» **Problem to work on**
It is required that all of the data be written out exactly.

» **Collected material**
====================

PR #4336, opened 2023-10-23
Fix #4170: Clear the previously selected date on empty input with showTimeSelectOnly

### LINKED ISSUE #4170: DatePicker with "showTimeSelectOnly" is not possible clear the value
**Describe the bug**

====================

» **Problem solution**
PR #4336, opened 2023-10-23
Fix #4170: Clear the previously selected date on empty input with showTimeSelectOnly

### LINKED ISSUE #4170: DatePicker with "showTimeSelectOnly" is not possible clear the value
**Describe the bug**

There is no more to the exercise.